A u generator for storing a relationship of the value of the multiplicand u with respect to the value of the multiplicand A, the multiplier B, the multiplier N, and the multiplication remainder operation result S, which is calculated in advance;
The controller is
10. The modular multiplication unit according to claim 8, wherein a value of the multiplicand u is determined by referring to the u generation unit when calculating S = S + A × B + u × N.

The modular multiplication unit according to claim 1, wherein the number of bits q is two.

11. The modular multiplication unit according to claim 1, wherein the number of bits q is four.

A modular multiplication unit according to claim 1,
A first storage element that holds the multiplicand A and supplies the multiplicand A to the selector;
A second storage element that holds the multiplicand u and supplies it to the selector;
A third storage element that holds the multiplication residue operation result S output from the adder and supplies the multiplication residue operation result S to the adder in units of the number of bits q;
An information processing apparatus.

14. The information processing apparatus according to claim 13, further comprising a control unit that supplies the multiplier B and the multiplier N after conversion based on the Booth method to the logic circuit and controls the operation of the carry save adder.

The controller is
The multiplicand A is set in the first storage element;
The information processing apparatus according to claim 14, wherein the multiplicand u is set in the second storage element.

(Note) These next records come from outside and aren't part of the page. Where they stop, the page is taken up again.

PR #827, opened 2022-11-04
PYIC-2135 Update content on no-photo-id unhappy path

wilsond-gds:
## What?

One value in `en/translation.json` has been updated.

## Why?

This change removes misleading content for the user.

### DIFF
--- a/src/locales/en/translation.json
+++ b/src/locales/en/translation.json
@@ -1649,7 +1649,7 @@
       },
       "section2": {
         "subHeading" : "What you can do",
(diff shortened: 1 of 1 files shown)


src/locales/en/translation.json
```diff
@@ -1649,7 +1649,7 @@
       },
       "section2": {
         "subHeading" : "What you can do",
-        "paragraph1" : "If your passport has expired, you can still use it to prove your identity up until 18 months after the expiry date."
+        "paragraph1" : "Continue to the service you were trying to use and look for other ways to prove your identity."
```
gtvj, line 1652: Having just searched my development machine I can see the new content is already present in the Welsh translation file

PR #836, opened 2022-11-15
ACI-23: Add translation.json for new error screen

DTaylorGDS:
## What?

- Add translation.json for new error screen
- Screen will display when a user attempts to view a page that requires a session directly via the URL
- Note: CY text is English placeholder for now. Will replace with translation at earliest opportunity.

## Why?

- Needed for a new screen (PR for that to follow later)


DTaylorGDS:
Wrong branch

PR #841, opened 2022-11-18
ACI-23: Add mid-journey session error variant

DTaylorGDS:
## What?

- Add new screen when a user attempts to access a screen requiring an active session directly
- This applies for example when someone bookmarks a page or attempts to follow a link from an email

New screen:
image

Existing screen:
image

## Why?
- Prior to this PR, absence of a session would always result in a screen saying that the page has expired through inactivity
- This would not necessarily be true for all users, and would not be obvious how to recover if the user comes via a bookmark
- In such cases the user is given an opportunity to begin a flow to sign into Account Management
- In all other cases where no session is found, the existing screen about session timeout will still be shown
- There are cases where the Referrer header mechanic will not fully address the problem stated above
- The code is looking for Referrer header to contain gov.uk
- This will not be true on first signin screen if relying party is not using a gov.uk domain
- It will also not be true if the user presses enter from the address bar rather than refreshing
- It will also not be true if the user's browser suppresses Referrer information globally
- This is therefore only intended as an incremental improvement rather than a complete content solution


DTaylorGDS:
Superseded by: https://github.com/alphagov/di-authentication-frontend/pull/957

PR #846, opened 2022-11-22
AUT-12: Add service name to account created page

ayoshebby:
## What?

- Introduce a dynamic element on the ‘you’ve created your account’ screen, to show the user the name of the service the user came from.

## Why?

- To assist the user to understand what has happened, what will happen next and what they need to do.

### DIFF
--- a/src/components/account-created/index.njk
+++ b/src/components/account-created/index.njk
@@ -8,7 +8,7 @@
     
 <h1 class="govuk-heading-l govuk-!-margin-top-0 govuk-!-margin-bottom-3">{{'pages.accountCreated.header' | translate}}</h1>
 
-<p class="govuk-body">{{'pages.accountCreated.text' | translate}}</p>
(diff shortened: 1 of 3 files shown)


src/components/account-created/index.njk
```diff
@@ -8,7 +8,7 @@
     
 <h1 class="govuk-heading-l govuk-!-margin-top-0 govuk-!-margin-bottom-3">{{'pages.accountCreated.header' | translate}}</h1>
 
-<p class="govuk-body">{{'pages.accountCreated.text' | translate}}</p>
+<p class="govuk-body">{{'pages.accountCreated.text' | translate}} {{name}} {{'pages.accountCreated.textEnd' | translate}}</p>
```
dbes-gds, line 11: is 'name' passed in somewhere else?

dbes-gds (approved):

PR #433, opened 2021-09-15
solution

Vova-Stoliar:
[DEMO LINK](https://Vova-Stoliar.github.io/react_movies-list-add-form/)

### DIFF
--- a/src/components/NewMovie/NewMovie.tsx
+++ b/src/components/NewMovie/NewMovie.tsx
@@ -11,15 +11,17 @@ type State = {
 
 const inputItems = ['title', 'description', 'imgUrl', 'imdbUrl', 'imdbId'];
 
+const movieBody = {
+  title: '',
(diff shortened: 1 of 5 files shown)


src/components/NewMovie/NewMovie.tsx
```diff
@@ -1,16 +1,62 @@
...
+      return {
+        movie: {
+          ...movie,
+          [name as string]: value,
+        },
+      };
+    });
+  };
+
+  handleSubmit = (event: React.FormEvent<EventTarget>) => {
```
MaksymBeliever, line 40: Just `React.FormEvent` instead of `React.FormEvent<EventTarget>`

MaksymBeliever (changes requested):
The form is not cleaned after submitting

Elena-brv (approved):

PR #500, opened 2021-11-17
working but without styles

denys-anosov:
[DEMO LINK](https://denys-anosov.github.io/react_movies-list-add-form/)


src/components/NewMovie/NewMovie.tsx
```diff
@@ -1,15 +1,123 @@
...
+          this.props.onAdd(this.state);
+
+          this.setState({
+            title: '',
+            description: '',
+            imgUrl: '',
+            imdbUrl: '',
+            imdbId: '',
+          });
+        }}
```
dima-narozhnyi, line 52: In this method, a new handler function will be created on each re-render, which is probably not the desired behavior. Сreate a separate method and move this logic there
http://joxi.ru/8AnYeojtNkM312

dima-narozhnyi (changes requested):
Looks like hell! Reject))
😈

src/components/NewMovie/NewMovie.tsx
```diff
@@ -1,15 +1,138 @@
...
+
+  inputHandler = (event: InputEvent) => {
+    const { name, value } = event.target;
+
+    this.setState((prevState) => (
+      {
+        ...prevState,
+        [name]: value,
+      }
+    ));
```
VinnieJ-2k20, line 35:
```suggestion
    this.setState((prevState) => ({
      ...prevState,
      [name]: value,
    }));
```

VinnieJ-2k20 (approved):
Good job 👍

PR #515, opened 2021-11-28
Create a form for adding a film to the list

dmtrhrytsak:
[MOVIES](https://dmtrhrytsak.github.io/react_movies-list-add-form/)


aionova (approved):
You added nice validation for urls. It would be great if submit button was disabled if one of the inputs has invalid data

dmtrhrytsak:
> You added nice validation for urls. It would be great if submit button was disabled if one of the inputs has invalid data

It is disabled)

PR #522, opened 2021-12-15
Solution

Vitaliy-0:
[demo](https://vitaliy-0.github.io/react_movies-list-add-form/)


ImIkator (approved):
Well done! Everything like on a task - great

AlinaMatuschak (changes requested):
1 imgUrl, imdbUrl - should be valid urls
2 use trim for check inputs value

AlinaMatuschak (approved):
🚀

PR #525, opened 2021-12-16
solution

skachkov23:
[DEMO](https://skachkov23.github.io/react_movies-list-add-form/)


volodymyr-soltys97 (approved):

AlinaMatuschak (changes requested):

AlinaMatuschak (approved):

PR #526, opened 2021-12-16
Solution

volodymyr-soltys97:
[DEMO LINK](https://volodymyr-soltys97.github.io/react_movies-list-add-form/)

### DIFF
--- a/src/components/NewMovie/NewMovie.tsx
+++ b/src/components/NewMovie/NewMovie.tsx
@@ -1,16 +1,109 @@
-import { Component } from 'react';
+import React, { Component } from 'react';
 
-type Props = {};
-type State = {};
+type Props = {
+  addMovie: (movies: Movie) => void
+};
+
+type State = {
+  title: string,
+  description: string,
+  imgUrl: string,
+  imdbUrl: string,
+  imdbId: string
+};
 
 export class NewMovie extends Component<Props, State> {
-  state: State = {};
+  state: State = {
+    title: '',
+    description: '',
+    imgUrl: '',
+    imdbUrl: '',
+    imdbId: '',
+  };
+
+  handleSubmit = (event: React.FormEvent<HTMLFormElement>) => {
+    event.preventDefault();
+
+    this.setState({
+      title: '',
+      description: '',
+      imgUrl: '',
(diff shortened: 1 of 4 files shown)


src/components/NewMovie/NewMovie.tsx
```diff
@@ -1,16 +1,108 @@
...
+      imdbId: '',
+    });
+
+    const {
+      title, description, imdbUrl, imgUrl, imdbId,
+    } = this.state;
+
+    const newMovie = {
+      title, description, imdbUrl, imgUrl, imdbId,
+    };
```
alex-kostomarov, line 50: instead of it, you can use newMovie object right in the state, and puts new values to the object in the state

alex-kostomarov (approved):
Good job!

AlinaMatuschak (changes requested):
6 title, imgUrl, imdbUrl, imdbId should be required

volodymyr-soltys97:
It was an additional task. Isn't it?

src/components/NewMovie/NewMovie.tsx
```diff
@@ -1,16 +1,112 @@
...
+    imdbUrl: '',
+    imdbId: '',
+  };
+
+  changeHandler = (event: React.ChangeEvent<HTMLInputElement>) => {
+    const { name, value } = event.target;
+
+    this.setState(state => ({
+      ...state,
+      [name]: value,
```
AlinaMatuschak, line 29: 🔥

src/components/NewMovie/NewMovie.tsx
```diff
@@ -1,16 +1,112 @@
...
+
+    const {
+      title, description, imdbUrl, imgUrl, imdbId,
+    } = this.state;
+
+    const newMovie = {
+      title, description, imdbUrl, imgUrl, imdbId,
+    };
+
+    this.props.addMovie(newMovie);
```
AlinaMatuschak, line 52: Make sure that you can’t add movie with all empty values

AlinaMatuschak (changes requested):
fix @alex-kostomarov comment

AlinaMatuschak (approved):

PR #527, opened 2021-12-16
completed react movies list add form

i-stanko:


msaikun (approved):

AlinaMatuschak (changes requested):
6 title, imgUrl, imdbUrl, imdbId should be required

src/components/NewMovie/NewMovie.tsx
```diff
@@ -1,15 +1,123 @@
...
+    imdbUrl: '',
+    imdbId: '',
+  };
+
+  changeHandler = (event:React.ChangeEvent<HTMLInputElement>) => {
+    const { name, value } = event.target;
+
+    this.setState(state => ({
+      ...state,
+      [name]: value,
```
AlinaMatuschak, line 25: 🔥

src/components/NewMovie/NewMovie.tsx
```diff
@@ -1,15 +1,123 @@
...
+    }));
+  };
+
+  submitHandler = (event:React.FormEvent<HTMLFormElement>) => {
+    event.preventDefault();
+    this.props.onAdd(this.state);
```
AlinaMatuschak, line 31: Make sure that you can’t create movie with all empty values

AlinaMatuschak (changes requested):

AlinaMatuschak (approved):
Users can create movies with spaces without letters 🥲

PR #528, opened 2021-12-16
Solution

lera-permiakova:
[DEMO LINK](https://lera-permiakova.github.io/react_movies-list-add-form/)


AlinaMatuschak (changes requested):
Users can create movies with spaces without letters 🥲

AlinaMatuschak (approved):
Good work 💪. Don't forget to redeploy

PR #554, opened 2021-12-21
init

junglq:


src/components/NewMovie/NewMovie.tsx
```diff
@@ -1,15 +1,124 @@
...
+  };
+
+  handleChange = (event: React.ChangeEvent<HTMLInputElement> |
+  React.ChangeEvent<HTMLTextAreaElement>) => {
+    const { name, value } = event.target;
+
+    this.setState(state => ({
+      newMovie: {
+        ...state.newMovie,
+        [name]: value,
```
AlinaMatuschak, line 30: save trimmed value

AlinaMatuschak (changes requested):
Users can create movies with all empty values 🥲

AlinaMatuschak (approved):

PR #568, opened 2022-01-26
solution

samson-sim:


Denchepornyuk (commented):
Screenshot 2022-02-01 at 19 08 09
inputs should be required

Denchepornyuk (changes requested):
inputs should be required

Denchepornyuk (approved):

PR #625, opened 2022-03-15
Solution

ArtemPaskall:
[DEMO LINK](https://ArtemPaskall.github.io/react_movies-list-add-form/)


src/components/NewMovie/NewMovie.tsx
```diff
@@ -1,16 +1,137 @@
...
+            imdbUrl,
+            imdbId,
+          });
+          setTitle('');
+          setDescription('');
+          setImgUrl('');
+          setImdbUrl('');
+          setImdbId('');
+        }
+      }}
```
Elena-brv, line 46: create a separate method for submitting form
also, all this code should be divided into different functions (validate, resetForm etc.)

src/components/NewMovie/NewMovie.tsx
```diff
@@ -1,16 +1,137 @@
...
+    >
+      <label
+        htmlFor="title"
+      >
+        Title
+        <br />
+        <input
+          type="text"
+          id="title"
+          className={hasTitleError ? 'error' : ''}
```
Elena-brv, line 56: use classnames library https://www.npmjs.com/package/classnames

src/components/NewMovie/NewMovie.tsx
```diff
@@ -1,16 +1,137 @@
...
+          placeholder="Enter title"
+          value={title}
+          onChange={(event) => {
+            setTitle(event.target.value);
+          }}
+        />
+      </label>
+      <br />
+      <br />
```
Elena-brv, line 65: don't use it, use css for making indents instead (everywhere)

Elena-brv (changes requested):
- the errors should be hidden when smth changes in input 
image

- a description is an optional field, so user should have ability to add a movie without filled-in description

Elena-brv (approved):

PR #633, opened 2022-03-17
React: Movies list - Add Form

yuran007:
[DEMO LINK](https://yuran007.github.io/react_movies-list-add-form/)


aliceblunt8 (changes requested):
I can add an empty movie

Screenshot 2022-03-18 at 14 54 57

A u generator for storing a relationship of the value of the multiplicand u with respect to the value of the multiplicand A, the multiplier B, the multiplier N, and the multiplication remainder operation result S, which is calculated in advance;
The controller is
The information processing apparatus according to claim 14 or 15, wherein the value of the multiplicand u is determined by referring to the u generation unit at the time of the calculation of S = S + A × B + u × N.

A modular multiplication unit according to claim 6,
A first storage element that holds the multiplicand A and supplies the multiplicand A to the selector;
A second storage element that holds the multiplicand u and supplies it to the selector;
A third storage element that holds the multiplication residue operation result S output from the adder and supplies the multiplication residue operation result S to the adder in units of the number of bits q;
An information processing apparatus.

The information processing apparatus according to claim 17, further comprising a control unit that controls an operation of the carry save adder.

The controller is
The multiplicand A is set in the first storage element;
The multiplicand u is set in the second storage element;
The information processing apparatus according to claim 18, wherein the multiplier B and the multiplier N are supplied to the logic circuit.

A u generator for storing a relationship of the value of the multiplicand u with respect to the value of the multiplicand A, the multiplier B, the multiplier N, and the multiplication remainder operation result S, which is calculated in advance;
The controller is
The information processing apparatus according to claim 18 or 19, wherein the value of the multiplicand u is determined by referring to the u generation unit at the time of the calculation of S = S + A x B + u x N.

21. The information processing apparatus according to claim 13, wherein the number of bits q is two.

21. The information processing apparatus according to claim 13, wherein the number of bits q is four.